───── Information

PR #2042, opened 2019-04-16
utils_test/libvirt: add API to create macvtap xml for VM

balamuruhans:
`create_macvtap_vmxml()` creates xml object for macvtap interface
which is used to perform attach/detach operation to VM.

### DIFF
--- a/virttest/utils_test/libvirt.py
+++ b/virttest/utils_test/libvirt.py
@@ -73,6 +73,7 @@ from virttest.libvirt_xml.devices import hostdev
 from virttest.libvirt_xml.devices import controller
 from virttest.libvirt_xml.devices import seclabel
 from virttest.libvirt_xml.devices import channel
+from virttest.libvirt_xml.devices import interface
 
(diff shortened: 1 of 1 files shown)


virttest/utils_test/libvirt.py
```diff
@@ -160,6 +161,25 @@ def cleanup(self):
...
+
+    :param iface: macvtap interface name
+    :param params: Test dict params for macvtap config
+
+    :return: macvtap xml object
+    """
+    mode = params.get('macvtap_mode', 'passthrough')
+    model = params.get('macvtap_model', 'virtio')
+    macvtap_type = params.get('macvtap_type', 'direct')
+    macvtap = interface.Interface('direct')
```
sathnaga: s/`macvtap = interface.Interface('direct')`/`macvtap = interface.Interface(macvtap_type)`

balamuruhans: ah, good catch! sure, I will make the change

──────────

- **Aim of the exercise**:
Your answer should consist of the lines from the line with "from virttest.libvirt_xml.devices import channel" through the last line of the data, set down exactly, both included.

- **Output of the exercise**:
 from virttest.libvirt_xml.devices import channel
+from virttest.libvirt_xml.devices import interface
 
(diff shortened: 1 of 1 files shown)


virttest/utils_test/libvirt.py
```diff
@@ -160,6 +161,25 @@ def cleanup(self):
...
+
+    :param iface: macvtap interface name
+    :param params: Test dict params for macvtap config
+
+    :return: macvtap xml object
+    """
+    mode = params.get('macvtap_mode', 'passthrough')
+    model = params.get('macvtap_model', 'virtio')
+    macvtap_type = params.get('macvtap_type', 'direct')
+    macvtap = interface.Interface('direct')
```
sathnaga: s/`macvtap = interface.Interface('direct')`/`macvtap = interface.Interface(macvtap_type)`

balamuruhans: ah, good catch! sure, I will make the change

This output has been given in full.